# What Convinced You That You're an SP?



## WickedQueen (Jun 1, 2009)

How long you've been studying about Jung/MBTI/Keirsey theories before you decided that you're an SP? 

What makes you think that you're an SP? Are there any specific characters in you that convinced you?

Have you ever mistype yourself? What type(s) did you think you were?


----------



## reletative (Dec 17, 2010)

WickedQueen said:


> How long you've been studying about Jung/MBTI/Keirsey theories before you decided that you're an SP?
> 
> What makes you think that you're an SP? Are there any specific characters in you that convinced you?
> 
> Have you ever mistype yourself? What type(s) did you think you were?


i studied many different typing systems and really got into MBTI specifically about 2 years ago. I actually typed as an INTP for a long time, until 18 months or so ago when i really got into functions and found some good descriptions of ISTP. Then it was pretty damn obvious from then on. I think what confused me is that I was caught in a Dom-Tert loop for a long time, so Ni was really in teh forefront with messed up testing. When life started to normalize a bit, I realized just how much i use Se. The P was never in doubt. =P I have difficulty doing anything outside of the present moment, its hard to look at the big picture, and I would rather act then talk, and i would rather analyze then act. Ti is the function I identify with the most. Ti can practically define me at times.....


----------



## Brian1 (May 7, 2011)

I just did the smart facebook quizzes. A lot of those quizzes are really dingbatty light and shallow. But there were always diamonds in the rough. The main one was the Keirsey Personality Type, which I got an ISTP the first time around. And then there were others like are you right brained or left brained? Normally I'm a person who reads stuff and draws bad conclusions. But I kept getting Artisan Crafter. So I began to say, maybe I should try out my weakness and trust the results. That was over a year ago in September 2010.


----------



## LotusBlossom (Apr 2, 2011)

the ISFP description is too spot on for me to mistake myself as an INFP, although I also do relate quite well to the INFP description.


----------



## firedell (Aug 5, 2009)

*How long you've been studying about Jung/MBTI/Keirsey theories before you decided that you're an SP? *
A few months, but I didn't really understand it then. I am a ISFP with high Ne, so it was really difficult for me to decide. I finally came to the decision when I noticed what Se was about. On this forum they downgrade Se, so you have to pull yourself away from that and learn from other SP's or yourself. N's on here still type me as an INFP.
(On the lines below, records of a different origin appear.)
PR #1503, opened 2025-09-02
cmds: non-interactive git pull action

jm4R:
Most time we do git pull from tracking branch. Let's make the shortcut for such flow without unnecessary additional dialog. I've call it "Sync" but comments are welcome.

### DIFF
--- a/cola/cmds.py
+++ b/cola/cmds.py
@@ -1028,14 +1028,10 @@ class PullTracking(ContextCommand):
         self.model.update_status()
         if status != 0:
             title = N_('Pull failed')
-            return Interaction.critical(
-                title, err
-            )
+            return Interaction.critical(title, err)
         else:
             title = N_('Pull success')
-            return Interaction.information(
-                title, out
-            )
+            return Interaction.information(title, out)
         return status, out, err
 
 
--- a/cola/widgets/action.py
+++ b/cola/widgets/action.py
@@ -73,7 +73,9 @@ class ActionButtons(QFlowLayoutWidget):
             N_('Pull...'), layout, tooltip=N_('Integrate changes using "git pull"')
         )
         self.sync_button = tooltip_button(
-            N_('Sync'), layout, tooltip=N_('Integrate changes from tracking branch using "git pull"')
+            N_('Sync'),
+            layout,
+            tooltip=N_('Integrate changes from tracking branch using "git pull"'),
         )
         self.stash_button = tooltip_button(
             N_('Stash...'),


.gitignore
```diff
@@ -29,4 +29,6 @@ __pycache__
 *.py[cod]
 *.swp
 *.zip
+*.user
+*.qtcreator
```
davvid, line 33: Please amend to remove these lines. You can setup a global gitignore instead. https://sebastiandedeyne.com/setting-up-a-global-gitignore-file/

cola/cmds.py
```diff
@@ -1021,6 +1021,20 @@ def command(self):
         return f'git remote set-url "{self.remote}" "{self.url}"'
 
 
+class PullTracking(ContextCommand):
+    def do(self):
+        status, out, err = self.git.pull()
```
davvid, line 1026: This should be `self.git.pull(ff_only=True)`. If it doesn't fast-forward then we should let it fail and tell the user to rebase or merge. Blind git pull like this creates a gross history when two or more authors are constantly intermixing pulls and local commits.

cola/widgets/action.py
```diff
@@ -72,6 +72,11 @@ def __init__(self, context, parent=None):
         self.pull_button = tooltip_button(
             N_('Pull...'), layout, tooltip=N_('Integrate changes using "git pull"')
         )
+        self.sync_button = tooltip_button(
+            N_('Sync'),
+            layout,
+            tooltip=N_('Integrate changes from tracking branch using "git pull"'),
+        )
```
davvid, line 79: I'd call it "Fast-forward Pull" and change the description accordingly so that we're reusing Git's jargon instead of inventing our own.

davvid: That said.. "Fast-forward Pull" is a lot of text for the Action buttons widget. Maybe the text can just say "Fast fwd" and the tooltip can mention that it's a fast-forward pull.

Or not.. I dunno.. maybe "Sync" is a better name compared to "Fast-fwd"?

"Update" might be more precise, given that we're not syncing out changes upstream. We're just updating our worktree with what has gotten pushed. I'd be ok with "Update" as long as there's a tooltip that says that it's a fast-forward pull or rebase.

If the fast-foward pull fails, and the user happens to have `pull.rebase` or `branch.<name>.rebase` configured, it would be a nice convenience if we did a fallback call to `git pull` to allow the rebase.

Actually, we wouldn't need to fallback at all. I think it'd be more of a simple check -- if they have `pull.rebase` or `branch.<current-branch>.rebase` configured then we can do a blind `git pull`.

*What makes you think that you're an SP? Are there any specific characters in you that convinced you?*
I guess I related most to the laid back attitude. When I look at the NF forum they worry a lot, I mean ok, high Fi sometimes makes me question my feelings/thoughts. But the NF's come up with all sorts of strange theories for their behaviours. 
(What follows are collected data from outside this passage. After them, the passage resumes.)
PR #1508, opened 2025-10-07
cmds: non-interactive git push action

jm4R:
"Sync out" action based on "Sync".
I was not sure if we should rename "Sync" to "Sync in" so I left it.

### DIFF
--- a/cola/cmds.py
+++ b/cola/cmds.py
@@ -1066,6 +1066,46 @@ class Sync(ContextCommand):
         return status, out, err
 
 
+class SyncOut(ContextCommand):
+    """Push local changes to the tracking branch"""
+
+    def do(self):
+        current_branch = gitcmds.current_branch(self.context)
+        if not current_branch:
+            title = N_('Sync out failed')
+            message = N_('No current branch')
+            Interaction.critical(title, message=message)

*Have you ever mistype yourself? What type(s) did you think you were?*
ESTJ was my first type, then ENFP, ENFJ, and INFP. Those were the types that showed up the most.


----------



## madhatter (May 30, 2010)

By the simple fact that I'm awesome. :laughing:

I had tested as ISTP and INTP consistently. I have a distinct preference for IxTP. And when I started reading about the functions, it was just a matter of deciding between whether I preferred Se-Ni or Ne-Si.


----------



## Capsicum (Mar 17, 2010)

*How long you've been studying about Jung/MBTI/Keirsey theories before you decided that you're an SP? 
*

At least a year.

*What makes you think that you're an SP? Are there any specific characters in you that convinced you?
*

Out of all the descriptions, the ISTP one fit me best. I love doing things just for the sensory pleasure (rather than intellectual or emotional pleasure).

*Have you ever mistype yourself? What type(s) did you think you were?*

For at least a year I thought I was some sort of NT.


----------



## Cashmere (Dec 28, 2011)

In high school I always came up as INFP because I was very depressed and would think about the present moment and why or how things happened, I was also heartbroken

But when I took the test again a week ago, I came up ISFP repeatedly (I took it a couple times to make sure). I realized even back then I was doing things hands-on: programming my own RPG, drawing whatever came to mind that inspired me, and music really really resonated with me. I always felt useless when I wasn't using my inspiration so now I know I am an ISFP.

Now I can't go more than a few hours without doing something hands-on, I make my own fun, I'm often swept away by music, I'm kind but find it hard to express myself in words, I'm agreeable, and I'm kind of a workaholic hermit. Typical ISFP


----------



## Treeton (Mar 10, 2010)

*How long you've been studying about Jung/MBTI/Keirsey theories before you decided that you're an SP? *

I've just come to the conclusion that I am an SP recently, so I would say close to a year.


*What makes you think that you're an SP? Are there any specific characters in you that convinced you?*

I have a fairly developed Ne from years of trying to train myself to approach things in a 'cerebral' fashion. One of the things I started noticing that I would learn things better by doing them, rather than just reading about them or observing them and coming up with an accurate conclusion that way, which was very un-Ne like. I started doing some more self-searching, and surprise surprise, i'm actually a Sensor.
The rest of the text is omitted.